:: Record set

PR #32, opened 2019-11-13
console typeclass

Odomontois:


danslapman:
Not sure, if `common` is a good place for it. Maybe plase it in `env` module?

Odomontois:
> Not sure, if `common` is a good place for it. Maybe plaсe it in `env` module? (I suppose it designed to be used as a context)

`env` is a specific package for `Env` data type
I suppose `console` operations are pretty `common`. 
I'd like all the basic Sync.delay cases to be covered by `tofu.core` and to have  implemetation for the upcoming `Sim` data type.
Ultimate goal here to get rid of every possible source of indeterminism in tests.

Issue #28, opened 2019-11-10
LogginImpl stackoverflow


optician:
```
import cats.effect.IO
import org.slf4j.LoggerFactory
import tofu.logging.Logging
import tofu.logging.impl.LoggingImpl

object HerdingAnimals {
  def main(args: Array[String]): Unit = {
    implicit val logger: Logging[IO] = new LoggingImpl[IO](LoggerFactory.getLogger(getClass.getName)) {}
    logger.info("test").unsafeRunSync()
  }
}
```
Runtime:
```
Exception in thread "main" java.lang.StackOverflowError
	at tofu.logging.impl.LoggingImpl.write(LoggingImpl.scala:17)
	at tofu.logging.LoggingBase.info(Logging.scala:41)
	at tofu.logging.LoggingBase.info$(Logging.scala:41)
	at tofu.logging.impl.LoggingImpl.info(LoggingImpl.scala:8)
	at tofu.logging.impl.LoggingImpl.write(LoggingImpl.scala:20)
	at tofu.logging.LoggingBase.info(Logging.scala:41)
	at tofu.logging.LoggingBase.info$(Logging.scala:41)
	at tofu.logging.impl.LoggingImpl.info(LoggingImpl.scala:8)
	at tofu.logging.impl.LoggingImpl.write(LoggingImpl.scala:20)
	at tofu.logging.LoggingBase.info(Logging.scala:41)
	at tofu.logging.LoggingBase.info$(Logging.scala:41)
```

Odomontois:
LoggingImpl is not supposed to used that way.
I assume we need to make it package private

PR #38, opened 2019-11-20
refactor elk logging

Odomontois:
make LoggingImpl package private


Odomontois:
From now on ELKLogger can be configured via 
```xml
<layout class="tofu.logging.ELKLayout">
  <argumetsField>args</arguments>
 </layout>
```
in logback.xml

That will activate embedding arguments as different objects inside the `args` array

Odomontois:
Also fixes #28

::::
:: Record set

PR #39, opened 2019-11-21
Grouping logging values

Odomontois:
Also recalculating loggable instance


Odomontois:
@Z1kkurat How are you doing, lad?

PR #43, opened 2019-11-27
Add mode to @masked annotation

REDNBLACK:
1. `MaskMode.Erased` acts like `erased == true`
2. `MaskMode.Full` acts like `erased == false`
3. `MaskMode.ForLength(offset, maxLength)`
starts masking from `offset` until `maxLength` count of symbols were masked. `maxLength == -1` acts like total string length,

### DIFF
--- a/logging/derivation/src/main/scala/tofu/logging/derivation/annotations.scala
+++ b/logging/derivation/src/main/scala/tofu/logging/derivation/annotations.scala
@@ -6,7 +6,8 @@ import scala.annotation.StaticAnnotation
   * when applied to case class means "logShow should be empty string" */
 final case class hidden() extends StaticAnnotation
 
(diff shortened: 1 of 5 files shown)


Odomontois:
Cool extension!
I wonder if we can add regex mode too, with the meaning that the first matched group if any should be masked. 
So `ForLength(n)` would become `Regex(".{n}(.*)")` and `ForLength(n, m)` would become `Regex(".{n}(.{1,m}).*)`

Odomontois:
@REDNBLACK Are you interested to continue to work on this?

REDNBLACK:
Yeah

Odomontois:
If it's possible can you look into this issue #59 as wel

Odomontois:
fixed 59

::::
:: Record set

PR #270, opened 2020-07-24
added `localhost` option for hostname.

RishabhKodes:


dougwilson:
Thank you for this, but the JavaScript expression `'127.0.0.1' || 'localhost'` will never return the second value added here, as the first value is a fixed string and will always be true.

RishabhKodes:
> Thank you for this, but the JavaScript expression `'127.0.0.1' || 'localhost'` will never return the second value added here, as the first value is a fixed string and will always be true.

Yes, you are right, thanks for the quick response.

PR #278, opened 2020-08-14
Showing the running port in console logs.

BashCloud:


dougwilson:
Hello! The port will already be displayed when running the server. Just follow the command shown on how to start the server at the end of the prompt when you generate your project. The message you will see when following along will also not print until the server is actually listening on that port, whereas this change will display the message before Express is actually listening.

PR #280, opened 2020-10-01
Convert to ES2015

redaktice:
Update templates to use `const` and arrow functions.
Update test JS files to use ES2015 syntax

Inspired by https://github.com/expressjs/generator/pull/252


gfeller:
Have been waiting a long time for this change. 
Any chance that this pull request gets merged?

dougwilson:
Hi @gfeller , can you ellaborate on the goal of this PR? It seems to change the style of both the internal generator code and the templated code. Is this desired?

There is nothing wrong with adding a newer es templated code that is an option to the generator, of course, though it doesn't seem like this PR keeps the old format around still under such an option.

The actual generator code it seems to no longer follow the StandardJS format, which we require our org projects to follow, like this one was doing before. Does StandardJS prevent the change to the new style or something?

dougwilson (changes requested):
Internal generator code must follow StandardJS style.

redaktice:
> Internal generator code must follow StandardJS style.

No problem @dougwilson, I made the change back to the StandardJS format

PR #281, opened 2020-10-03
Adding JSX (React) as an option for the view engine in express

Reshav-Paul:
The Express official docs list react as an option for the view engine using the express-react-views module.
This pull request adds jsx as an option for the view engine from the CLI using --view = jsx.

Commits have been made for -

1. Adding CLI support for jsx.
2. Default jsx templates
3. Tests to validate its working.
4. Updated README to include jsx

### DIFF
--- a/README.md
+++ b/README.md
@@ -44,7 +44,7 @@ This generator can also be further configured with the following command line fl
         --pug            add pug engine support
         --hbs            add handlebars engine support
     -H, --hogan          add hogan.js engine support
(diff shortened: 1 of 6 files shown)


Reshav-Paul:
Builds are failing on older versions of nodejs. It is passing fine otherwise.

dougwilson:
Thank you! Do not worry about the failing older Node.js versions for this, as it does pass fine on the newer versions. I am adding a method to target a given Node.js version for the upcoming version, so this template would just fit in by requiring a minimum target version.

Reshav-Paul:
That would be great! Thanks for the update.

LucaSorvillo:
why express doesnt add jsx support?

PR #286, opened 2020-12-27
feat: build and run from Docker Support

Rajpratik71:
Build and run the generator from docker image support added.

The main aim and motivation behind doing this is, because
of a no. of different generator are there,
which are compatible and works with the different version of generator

::::

▶ **What to work on**
Select all lines in the listing above where the word "localhost" appears, and show them.

▶ **Completed task**
added `localhost` option for hostname.
Thank you for this, but the JavaScript expression `'127.0.0.1' || 'localhost'` will never return the second value added here, as the first value is a fixed string and will always be true.
> Thank you for this, but the JavaScript expression `'127.0.0.1' || 'localhost'` will never return the second value added here, as the first value is a fixed string and will always be true.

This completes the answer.